#### Provided information
PR #372, opened 2021-11-17
Fix "previously defined" warnings in [admin]

ArranTuna:
Just fixed the "previously defined" warnings in [admin] and seeing how to make PR. I'm unsure as to the need for "previously defined" warnings to be fixed, some seem less necessary to be fixed than others.

### DIFF
--- a/[admin]/admin2/shared/utils.lua
+++ b/[admin]/admin2/shared/utils.lua
@@ -31,8 +31,8 @@ function RGBToHex(red, green, blue, alpha)
     end
 end
 
-function isAnonAdmin(player)
-    local player = (player or localPlayer)
+function isAnonAdmin(aplayer)
+    local player = (aplayer or localPlayer)
 
     if (not isElement(player)) then
         return false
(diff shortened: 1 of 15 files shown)


[admin]/admin2/shared/utils.lua
```diff
@@ -31,8 +31,8 @@ function RGBToHex(red, green, blue, alpha)
     end
 end
 
-function isAnonAdmin(player)
-    local player = (player or localPlayer)
+function isAnonAdmin(aplayer)
```
Comment (TheNormalnij) [inline [admin]/admin2/shared/utils.lua:34]: Also possible
```lua
function isAnonAdmin(player)
    player = (player or localPlayer)
```

TheNormalnij:
Looks good to me

[admin]/admin2/shared/utils.lua
Comment (ArranTuna) [reply [admin]/admin2/shared/utils.lua:34]: Your suggestion is exactly how it was before which causes this "previously defined" warning, that was 1 of the warnings where I don't think it helps to change.

Comment (TheNormalnij) [reply [admin]/admin2/shared/utils.lua:34]: This warning is triggered by additional local variable with same name as a previous defined variable. Correct me if I am wrong.
```lua
local a = 1
...
a = 3 -- Good
local a = 2 -- Warning
```
Function arguments are local variables as well

Comment (ArranTuna) [reply [admin]/admin2/shared/utils.lua:34]: Oh right you removed the local, my mistake.

ArranTuna:
I think I made this PR in the wrong way because I had to create a branch to create this PR and yet there aren't other branches for PR's so I'm guessing I have to clone the repository and make branches in the clone for PRs?

PR #377, opened 2022-02-06
admin: Remove redundant serial check

srslyyyy:
[Discord discussion](https://discord.com/channels/801330706252038164/801519095064428614/939557451638923314) (MTA dev server)
Confirmed by @Dutchman101 that it's no longer needed.

### DIFF
--- a/[admin]/admin/server/admin_server.lua
+++ b/[admin]/admin/server/admin_server.lua
@@ -285,6 +285,11 @@ function iif ( cond, arg1, arg2 )
 	return arg2
 end
 
+local serialExp = "^" .. string.rep ( "[A-F0-9]", 32 ) .. "$"
+function isValidSerial ( serial )
+	return serial:match ( serialExp )
+end
+
 function getWeatherNameFromID ( weather )
 	return iif ( aWeathers[weather], aWeathers[weather], "Unknown" )
 end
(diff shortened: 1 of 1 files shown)


Dutchman101:
I accidentally put my comment in the commit desc

But see it..

Serial validity (when it comes to characters) is guaranteed by the AC framework, so this check adds unnecesary overhead to a high traffic event, player connect.

In the unlikely event that AC goes out of support in decades, this PR has to be reverted and server owners notified.

I should remark that the check didn't even work properly, as proven during an incident 2 years ago when a cheat developer managed to get a totally invalid serial made up of weird characters.. which was read as such by the server using getPlayerSerial, but didn't trigger a kick. So if this PR ever gets reverted, `local serialExp = "^" .. string.rep ( "[A-F0-9]", 32 ) .. "$"` has to be investigated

#### What to produce
All lines that include the word "event" must be copied from the material above.

#### Final answer
Serial validity (when it comes to characters) is guaranteed by the AC framework, so this check adds unnecesary overhead to a high traffic event, player connect.
In the unlikely event that AC goes out of support in decades, this PR has to be reverted and server owners notified.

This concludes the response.